Donald Trump
Republican presidential nominee Donald Trump holds a child while speaking at a campaign rally at the KI Convention Center in Green Bay, Wisconsin Scott Olsen/ Getty Images

At a campaign rally in Wisconsin, Donald Trump repeated claims the election is "rigged" even after his vice presidential nominee contradicted him.

"Remember, we are competing in a rigged election — the media is trying to rig the election by giving credence to false stories that have no validity," Trump told a crowd in Green Bay, Wisconsin, Monday, referring to nine different women who accuse him of sexual misconduct.

The day before the Republican's running mate, Mike Pence, directly contradicted him.
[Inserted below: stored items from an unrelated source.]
PR #4056, opened 2026-05-20
Micro-optimizations: cache hot-path patterns, remove dead code, modernize API

mirkoalicastro:
Some more optimizations and cleanups 🙂

Mostly addressing:

- Cache compiled Pattern instances on hot paths in WarningSuppressor and CrossSiteScripting
- Replace Pattern with Set in SAXBugCollectionHandler
- Remove two dead RETURN_OPCODE_SET fields never used in PruneUnconditionalExceptionThrowerEdges and ClassParserUsingASM
- Replace several Collectors.joining with String.join
- Replace keySet().contains() with containsKey()
- Replace Boolean.valueOf with Boolean.parseBoolean
- Replace for loops with Arrays.fill and List.replaceAll
- Replace substring(start, end) with append(str, start, end) to avoid intermediate allocations
- Replace !isPresent() with isEmpty()
- Deduplicate branches from switch

### DIFF
--- a/spotbugs/src/main/java/edu/umd/cs/findbugs/detect/FindSelfComparison.java
+++ b/spotbugs/src/main/java/edu/umd/cs/findbugs/detect/FindSelfComparison.java
@@ -217,11 +217,6 @@ public class FindSelfComparison extends OpcodeStackDetector {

Pence told television crews Sunday (October 16) that the campaign "will absolutely accept the results of the election" and that the "sense of a rigged election" comes from the "obvious bias in the national media."
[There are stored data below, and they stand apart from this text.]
PR #4059, opened 2026-05-22
Fixes #4055 : Record method-reference targets as called methods

### LINKED ISSUE #4055: False positive: Uncallable generic method
Methods are incorrectly reported as uncallable. The following code reports `UMAC` errors when it shouldn't in SpotBugs 4.9.8 (via the Gradle plugin version 6.5.4):

```
	public static <IN extends String> Collector<IN, ?, String> concatenating() {
		class Accumulator {
			final StringBuilder sb = new StringBuilder();
			void accumulate(IN s) { sb.append(s); }
			Accumulator combine(Accumulator other) { sb.append(other.sb); return this; }
			String finish() { return sb.toString(); }
		}
		return Collector.of(
			Accumulator::new,
			Accumulator::accumulate,
			Accumulator::combine,
			Accumulator::finish
		);
	}

	@Test
	void testJoining() {
		assertEquals("abc", Stream.of("a", "b", "c").collect(concatenating()));
	}
```

The errors (edited for brevity):

```
M C UMAC: Uncallable method accumulate defined in anonymous class
M C UMAC: Uncallable method combine defined in anonymous class
M C UMAC: Uncallable method finish defined in anonymous class
```

The errors disappear if I replace `IN` with `String` (ie. no generics).

mirkoalicastro:
UMAC reported methods as uncallable when they were reached only through method references. Those references compile to an invokedynamic instruction with the target stored as a CONSTANT_MethodHandle constant, never as an invoke* opcode. So, CalledMethods never registered them and XFactory.isCalled returned false.

The fix is to actually record their targets.

Fixes #4055


spotbugs/src/main/java/edu/umd/cs/findbugs/detect/CalledMethods.java
```diff
@@ -48,6 +56,46 @@ public CalledMethods(BugReporter bugReporter) {
...
+            String slashedClassName = cp.getConstantString(refCP.getClassIndex(), Const.CONSTANT_Class);
+            if (slashedClassName.charAt(0) == '[') {
+                continue;
+            }
+            ClassDescriptor c = DescriptorFactory.instance().getClassDescriptor(slashedClassName);
+            if (!subtypes2.isApplicationClass(c)) {
+                continue;
+            }
+            ConstantNameAndType nameAndType = cp.getConstant(refCP.getNameAndTypeIndex());
+            xFactory.addCalledMethod(new MethodDescriptor(slashedClassName,
```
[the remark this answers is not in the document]
mirkoalicastro: > cp.getConstant(refCP.getNameAndTypeIndex()) returns a Constant, so assigning directly to ConstantNameAndType won’t compile (other code in this repo casts here). Cast the result (or use the getConstant(index, tag) overload) before calling getName/getSignature.

Wrong. It compiles perfectly fine and the cast is redundant (`public <T extends Constant> T getConstant(..)`).

> Also consider using DescriptorFactory.instance().getMethodDescriptor(...) instead of new MethodDescriptor(...) to reuse canonical descriptors and avoid extra allocations.

Done.

ThrawnCA (approved):

iloveeclipse:
See https://github.com/spotbugs/spotbugs/pull/4084 (AI generated)

spotbugsTestCases/src/java/ghIssues/Issue4055.java
```diff
@@ -0,0 +1,57 @@
+import java.util.stream.Collector;
+import java.util.stream.Stream;
+
+/**
+ * Methods of a local class that are only reached through method references
+ * (compiled to {@code invokedynamic}) must not be reported as UMAC.
+ */
+public class Issue4055 {
```
JuditKnoll, line 10: Can you please move this class into the ghIssues package, so it's together with the other sample codes coming from github issues?

spotbugs/src/main/java/edu/umd/cs/findbugs/detect/CalledMethods.java
```diff
@@ -48,6 +55,46 @@ public CalledMethods(BugReporter bugReporter) {
 
     }
 
+    /**
+     * Records the methods targeted by method-reference handles ({@code Foo::bar}) in the
+     * visited class's constant pool. Such targets appear only as {@code CONSTANT_MethodHandle}
+     * constants, never as {@code invoke*} opcodes, so {@link #sawOpcode(int)} cannot see them;
+     * without this they would look uncalled and cause UMAC false positives.
```
JuditKnoll: These calls do appear with invokedynamic opcodes. Wouldn't it be simpler to handle them there in `sawOpcode(int)`?
There are some detectors and utils (e.g. `BootstrapMethodsUtil` class or `OpcodeStack:provessInvokeDynamic` function) handling invoke dynamic, but unfortunately it isn't generally supported in SpotBugs yet. Maybe parts of these could be reused.

spotbugsTestCases/src/java/ghIssues/Issue4055.java
mirkoalicastro: Good catch, done. Thanks!

spotbugs/src/main/java/edu/umd/cs/findbugs/detect/CalledMethods.java
mirkoalicastro: I've tried to extract logic in `BootstrapMethodsUtil`. Let me know your thoughts! 🙏

JuditKnoll (approved):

In case Trump wasn't making himself clear, he took to Twitter to say the election was being rigged "at many polling places."
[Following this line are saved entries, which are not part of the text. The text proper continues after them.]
PR #4061, opened 2026-05-24
Fix: UWF_NULL_FIELD false negative for cast null initializers

### LINKED ISSUE #4034: UWF_NULL_FIELD not reported when null initializer is wrapped in a redundant cast
**Describe the bug**
`UWF_NULL_FIELD` is reported for a field initialized with `null`, but the warning disappears when it is written as `(String) null`, even though both are semantically identical. The cast should not affect the analysis, so this leads to a false negative.

**To Reproduce**

```java
// BEFORE — UWF_NULL_FIELD is reported on strVal
public class DefaultValueFields {
    private String strVal = null;

    public int compute(int input) {
        int result = 0;
        if (strVal != null) {
            result += strVal.length();
        }
        return result + input;
    }
}
```

```java
// AFTER — UWF_NULL_FIELD is NOT reported, although strVal is still only ever null
public class DefaultValueFields {
    private String strVal = (String) null;

    public int compute(int input) {
        int result = 0;
        if (strVal != null) {
            result += strVal.length();
        }
        return result + input;
    }
}
```

Run:

```
spotbugs -textui -effort:max DefaultValueFields.class
```

**Expected behavior**
`UWF_NULL_FIELD` should be reported on `strVal` in both versions, since the field is only ever written as `null` (a cast of `null` to its declared type is still `null`).

**Actual behavior**
`UWF_NULL_FIELD` fires on the BEFORE version but is suppressed on the AFTER version purely because the `null` initializer is wrapped in a `(String)` cast.

**Environment**

- SpotBugs Version: 4.9.8

omer-cengel:
Fixes #4034.

**UWF_NULL_FIELD** was not reported for fields initialized with cast null values _(e.g. (String) null)_, even though they are semantically equivalent to null. This caused a false negative because the existing opcode check only treated direct **ACONST_NULL** assignments as null.

This change treats **ACONST_NULL** followed by **CHECKCAST** as a null assignment, allowing **UWF_NULL_FIELD** to be reported consistently for cast null initializers.


ThrawnCA (approved):

iloveeclipse:
See also https://github.com/spotbugs/spotbugs/pull/4082 (AI generated)

omer-cengel:
Hi @iloveeclipse !

Thanks for the pointer! I noticed #4082 addresses the same issue.

It looks like the two approaches differ slightly: one keeps the existing opcode-based logic and handles cast-null assignments (e.g. (Type) null) as an additional case, while the other relies more broadly on OpcodeStack.Item#isNull() for nullness detection.

Happy to align with whichever approach you prefer.

iloveeclipse:
> Happy to align with whichever approach you prefer.

I honestly don't have time for reviews. The other PR is AI generated and I assume the "author" (the human behind AI agent) will not be able to explain the reasoning behind. So it is fully up to you for now.

omer-cengel:
Hi @iloveeclipse !

Both approaches seem to fix the reported issue. At the moment, this PR includes a test covering the reported case, a changelog entry, and all checks are passing, while #4082 still appears to be missing a changelog entry and has pending checks. From a readiness perspective, this PR should be ready to merge. The final decision is up to you.

Thanks!

JuditKnoll (approved):

Linked the referenced issue, as GitHub did not recognize it properly since there was an additional word ("issue") between the issue link and the "fixes" keyword. (See [GitHub's keywords](https://docs.github.com/en/get-started/writing-on-github/working-with-advanced-formatting/using-keywords-in-issues-and-pull-requests#linking-a-pull-request-to-an-issue).)

hazendaz (approved):

PR #4062, opened 2026-05-25
Add regression test for List.copyOf EI_EXPOSE_REP false positive

### LINKED ISSUE #4033: EI_EXPOSE_REP false positive when returning a `List.copyOf` / `Set.copyOf` result
**Describe the bug**
SpotBugs reports `EI_EXPOSE_REP` for getters returning fields initialized with `List.copyOf(...)` or `Set.copyOf(...)`, even though these JDK methods return unmodifiable collections. It correctly suppresses the warning for `List.of(...)` / `Set.of(...)`, but fails to treat `copyOf` as equally immutable, leading to a false positive.

**To Reproduce**

```java
import java.util.List;
import java.util.Set;

public class CollectionHolder {

    // BEFORE — no warning
    private static final List<String> NAMES_OK = List.of("a", "b", "c");
    private static final Set<Integer>  CODES_OK = Set.of(1, 2, 3);

    // AFTER — EI_EXPOSE_REP reported on getNames() / getCodes()
    private static final List<String> NAMES = List.copyOf(List.of("a", "b", "c"));
    private static final Set<Integer>  CODES = Set.copyOf(Set.of(1, 2, 3));
    private final        List<String> tags  = List.copyOf(List.of("x", "y", "z"));

    public List<String> getNames() { return NAMES; }   // flagged
    public Set<Integer> getCodes() { return CODES; }   // flagged
    public List<String> getTags()  { return tags;  }   // flagged
}
```

Both versions return the same immutable JDK collection types (`ImmutableCollections.ListN` / `SetN`), yet only the `copyOf`-initialized version triggers `EI_EXPOSE_REP`.

**Expected behavior**
No `EI_EXPOSE_REP` warning: `List.copyOf` and `Set.copyOf` (and `Map.copyOf`) are contractually guaranteed to return unmodifiable collections, so the getter cannot expose mutable internal state.

**Actual behavior**
`EI_EXPOSE_REP` (priority 2) is raised on each getter whose backing field is initialized via `List.copyOf` / `Set.copyOf`, while the structurally equivalent `List.of` / `Set.of` case is correctly ignored.

**Environment**

- SpotBugs Version: 4.9.8

wyf027:
## Summary

- Add integration test case `Issue4033` matching the reporter's reproduction from #4033
- Assert no `EI_EXPOSE_REP` / `MS_EXPOSE_REP` warnings for fields initialized via `List.copyOf` / `Set.copyOf` (static and instance)

Fixes #4033

## Notes

The underlying behavior appears to already be handled via `IMMUTABLE_RETURNER_MAP` entries for `copyOf` and the `fieldValues` check in `FindReturnRef`. This PR adds an explicit regression test so the reported scenario stays covered.

## Test plan

- [x] `./gradlew :spotbugsTestCases:classesJava17 :spotbugs-tests:test --tests "edu.umd.cs.findbugs.detect.Issue4033Test"`

### DIFF
--- a/CHANGELOG.md
+++ b/CHANGELOG.md
@@ -28,6 +28,7 @@ Currently the versioning policy of this project follows [Semantic Versioning v2.
     - `USBC_UNSAFE_SYNCHRONIZATION_WITH_INHERITABLE_BACKING_COLLECTION` is reported when the backing collection of a lock can be altered by subclasses.
       (See [SEI CERT rule LCK00-J](https://wiki.sei.cmu.edu/confluence/display/java/LCK00-J.+Use+private+final+lock+objects+to+synchronize+classes+that+may+interact+with+untrusted+code) and [SEI CERT rule LCK04-J](https://wiki.sei.cmu.edu/confluence/display/java/LCK04-J.+Do+not+synchronize+on+a+collection+view+if+the+backing+collection+is+accessible))
 - New detector `FindIncreasedAccessibilityOfMethods` for new bug type `IAOM_DO_NOT_INCREASE_METHOD_ACCESSIBILITY`. This detector reports a bug if a class increases the accessibility of overridden or hidden methods. (See [SEI CERT rule MET04-J](https://wiki.sei.cmu.edu/confluence/display/java/MET04-J.+Do+not+increase+the+accessibility+of+overridden+or+hidden+methods))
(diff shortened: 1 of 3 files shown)


iloveeclipse:
> Fixes #4033

This PR can't fix the mentioned issue, it only adds test for it.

In Green Bay, Trump quoted a 2012 Pew study which found "More than 1.8 million deceased individuals are listed as voters." The report identifies that America's voter registration system needs an upgrade, but it does not go as far as to say that the system is compromised and open to abuse.

Rather, it points out that there are "inefficiencies that waste taxpayer dollars, undermine voter confidence, and fuel partisan disputes over the integrity of our elections."

Trump did not include another statistic listed in the report, which is that "at least 51 million eligible US citizens are unregistered."

A 2003 study by Demos, following accusations of fraud in the 2001 Presidential election won by Republican George W. Bush, found no evidence to substantiate claims of widespread fraud.

In the media, the Trumps also battled against accusations of sexual assault being levelled at the candidate Monday as Trump's wife Melania Trump appeared in a television interview on CNN.

She called the accusations from nine different women "lies." When asked about a 2005 Access Hollywood out-take where her husband describes grabbing women by the genitals and forcing himself on a married woman, she says Trump was "egged on" by the show's host Billy Bush.

Bush announced today (October 18) he is leaving NBC's Today show after joining the flagship programme only a couple months ago.

Trump is set to make two campaign stops later today in Colorado before heading into the third Presidential debate Wednesday, October 19.